Issue #110, opened 2015-07-06
HDF5 File Writer is not setting istorek parameter correctly.


ajgdls:
This bug was introduced during commits for #100 which altered the ordering of some variable definitions.  The result here is that a counter jumps off the end of an array and the istorek parameter is then set to an uninitialised value.

ulrikpedersen:
This is fixed in PR #111 
Closing issue.

PR #111, opened 2015-07-06
Reorder the code for setting extradim to fix issue #110.

ajgdls:
This is a small fix to ensure the HDF5 istorek parameter is set correctly.  Fixes issue #110.

### DIFF
--- a/ADApp/pluginSrc/NDFileHDF5.cpp
+++ b/ADApp/pluginSrc/NDFileHDF5.cpp
@@ -2899,7 +2899,7 @@ asynStatus NDFileHDF5::createNewFile(const char *fileName)
   hid_t create_plist = H5Pcreate(H5P_FILE_CREATE);
   unsigned int istorek = this->calcIstorek();
   asynPrint(this->pasynUserSelf, ASYN_TRACE_FLOW,
-            "%s::%s Setting istorek=%u\n",
+            "%s::%s Calculated istorek=%u\n",
             driverName, functionName, istorek);
   // Check if the calculated value of istorek is greater than the maximum allowed
   if (istorek > MAX_ISTOREK){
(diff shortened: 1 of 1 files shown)


ulrikpedersen:
I can think of a couple of improvements that we can do which relates to this rather troublesome algorithm:

1) Lets get rid of the bit of code in line 1904, so if the algorithm returns an invalid value we deal with it at a higher level as an error/warning condition (see 2):
    
    if (retval <= 0) retval = 1; // delete me!

2) Lets check the calculated istore_k value, just before setting it in line 2899 - if the value is <=0; print an asyn WARNING - and skip the call to H5Pset_istore_k(). Most likely the writer will continue with the default istore_k; although not at optimal performance when writing huge files. I think this is better than accidentally producing invalid files ;-)

ulrikpedersen:
Actually I have two more improvements, regarding this istore_k parameter:

3) There is an undocumented higher limit of 32767 to the istore_k parameter, which has caused us some pain in the past. The HDF Group is aware of this issue. So I suggest inserting a high (32767) and low (1?) check on the calculated istorek parameter, just before calling H5Pset_istore_k() - print an asyn WARNING if the value is invalid.

4) Arrrggg - I've just noticed... Let's check the status return code from H5Pset_istore_k()!!! :smile:

ajgdls:
The problem we suffered here was that the calculated value was multiplied by nonsense.  We are checking for a value less than 1 and then imposing a limit of 1.  This check can be carried out at the higher level, along with the upper limit check but if we catch these error conditions we should probably not try to use them in the HDF5 call as we don't know the outcome in that case.  I would go for catching the error values and not setting istore_k, instead printing the warning and accepting a default.  We should still check the outcome of the HDF5 call also, in case of other errors that we are not aware of.

MarkRivers:
Alan and Ulrik, are you happy with this pull-request and ready for me to do it?

ajgdls:
I'm happy with the change, over to you Ulrik...

ulrikpedersen:
Yes, I think this one is ready for merge. Please do go ahead @MarkRivers

PR #153, opened 2016-03-24
ADApp/Db: ran dos2unix on ADPrefixes.template, NDFileHDF5.template, N…

mp49:
…DFileNexus.template and NDTransform.template. The windows carriage returns was causing MSI to fail in the database expansion when building an IOC.


ulrikpedersen:
That's odd; I haven't had trouble with MSI on these templates...

Could these windows CR have been sneaking in through git? https://help.github.com/articles/dealing-with-line-endings/

prjemian:
that's possible if the file has a mix of EOL types: some \n, some \r\n

mp49:
Hi,

I only noticed this because I updated one of our IOCs from areaDetector 1-9 to ADCore 2-2 (so this has been there since at least 2-2). I found that the NDPluginBase template wasn’t expanded when I included the NDTransform template in the IOC substitution file. Removing the ^M fixed it, then I found a few other files with the same issue.

Cheers,
Matt

PR #156, opened 2016-03-30
adjust text boxes so font is not tiny in autoconverted .ui files

prjemian:
* [x] .adl files updated
* [x] .ui (caQtDM) files autoconverted
* [ ] .edl files autoconverted
* [x] .opi files autoconverted

note: ADExample simDetector.ui also needs this change (uses most but not all of ADCollect screen)


prjemian:
Can someone convert these two screens to .edl?

PR #158, opened 2016-03-31
Change queue size

MarkRivers:
Added the ability to change the QueueSize of a plugin at run-time.  This can be very useful, particularly for file plugins where an acquisition of N frames is overflowing the queue, but increasing the queue can fix the problem.  This will be even more useful in ADCore R3-0 where we plan to eliminate Capture mode in NDPluginFile.  Being able to increase the queue does everything that Capture mode did, but has the additional advantage that in Capture mode the NDArray memory is not allocated from the NDArrayPool, so there is no check on allocating too many arrays or too much memory.  Using the queue means that arrays are allocated from the pool, so the limits on total number of arrays and total memory defined in the constructor will be obeyed.  This can be really important in preventing system freezes if the user tries to allocate all the system memory.

### DIFF
--- a/ADApp/Db/NDPluginBase.template
+++ b/ADApp/Db/NDPluginBase.template
@@ -140,12 +140,19 @@ record(longin, "$(P)$(R)DroppedArrays_RBV")
     field(SCAN, "I/O Intr")
 }
 
-record(longin, "$(P)$(R)QueueSize")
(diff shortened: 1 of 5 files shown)


MarkRivers:
This needs more work, not ready to be pulled.

PR #159, opened 2016-04-01
Add lock in constructor before starting thread; thread takes lock before reading queue

MarkRivers:
NDPluginDriver had a basic mistake.  The constructor was accessing class data without taking the lock.  The taskThread also did not take the lock before trying to read from the queue.  I have added the appropriate calls to lock() and unlock().  
I suspect this is what was causing the crashes that Ulrik observed.  Please test this branch and see if it fixes the problem, and if so then merge the pull request.


MarkRivers:
This change, although technically correct, was not sufficient to stop the crash in the thread created by the NDPluginDriver constructor.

→ **Exercise description**: Give back, exactly as written, the stretch from the line with "PR #158, opened 2016-03-31" through the line with "NDPluginDriver had a", and no other lines from the records above.

→ **Written response**:
PR #158, opened 2016-03-31
Change queue size

MarkRivers:
Added the ability to change the QueueSize of a plugin at run-time.  This can be very useful, particularly for file plugins where an acquisition of N frames is overflowing the queue, but increasing the queue can fix the problem.  This will be even more useful in ADCore R3-0 where we plan to eliminate Capture mode in NDPluginFile.  Being able to increase the queue does everything that Capture mode did, but has the additional advantage that in Capture mode the NDArray memory is not allocated from the NDArrayPool, so there is no check on allocating too many arrays or too much memory.  Using the queue means that arrays are allocated from the pool, so the limits on total number of arrays and total memory defined in the constructor will be obeyed.  This can be really important in preventing system freezes if the user tries to allocate all the system memory.

### DIFF
--- a/ADApp/Db/NDPluginBase.template
+++ b/ADApp/Db/NDPluginBase.template
@@ -140,12 +140,19 @@ record(longin, "$(P)$(R)DroppedArrays_RBV")
     field(SCAN, "I/O Intr")
 }
 
-record(longin, "$(P)$(R)QueueSize")
(diff shortened: 1 of 5 files shown)


MarkRivers:
This needs more work, not ready to be pulled.

PR #159, opened 2016-04-01
Add lock in constructor before starting thread; thread takes lock before reading queue

MarkRivers:
NDPluginDriver had a basic mistake.  The constructor was accessing class data without taking the lock.  The taskThread also did not take the lock before trying to read from the queue.  I have added the appropriate calls to lock() and unlock().  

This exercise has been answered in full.